Brief: Set down exactly the lines of the records from the top to the line containing "## Motivation"; include both.
=== Data extracts ===
PR #2851, opened 2021-09-30
[Merged by Bors] - p2p node: Package improvements

josebalius:
## Motivation
As stated in Discord, I have been reviewing the whole project and hope to open a series of PRs that clean up a few things in the codebase and make things more idiomatic in general. There's a ton of good Go code here and my hope is that these changes can only make it better, more dependable, and idiomatic.

Instead of opening a huge PR that spans several packages, I figured it would be best to open smaller PRs that are package-focused. I have started with the p2p package and have several PRs to come.

## Changes
- Remove unneeded pkg var: `emptyNode`
- Clean up resource leak potentials with open file handlers
- Add more context to errors
- Idiomatic variable naming

## Test Plan
Unit tests all pass

## TODO

## DevOps Notes

### DIFF
--- a/p2p/node/helpers.go
+++ b/p2p/node/helpers.go
@@ -21,7 +21,7 @@ func GenerateTestNode(t *testing.T) (LocalNode, *Info) {
 }
 
 // GenerateTestNodeWithConfig creates a local test node without persisting data to local store.
-func GenerateTestNodeWithConfig(t *testing.T) (LocalNode, *Info) {
+func GenerateTestNodeWithConfig(t *testing.T) (ln LocalNode, info *Info) {
 
 	tcpPort, err := GetUnboundedPort("tcp", 0)
 	if err != nil {
@@ -34,14 +34,12 @@ func GenerateTestNodeWithConfig(t *testing.T) (LocalNode, *Info) {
===
Written reply:
PR #2851, opened 2021-09-30
[Merged by Bors] - p2p node: Package improvements

josebalius:
## Motivation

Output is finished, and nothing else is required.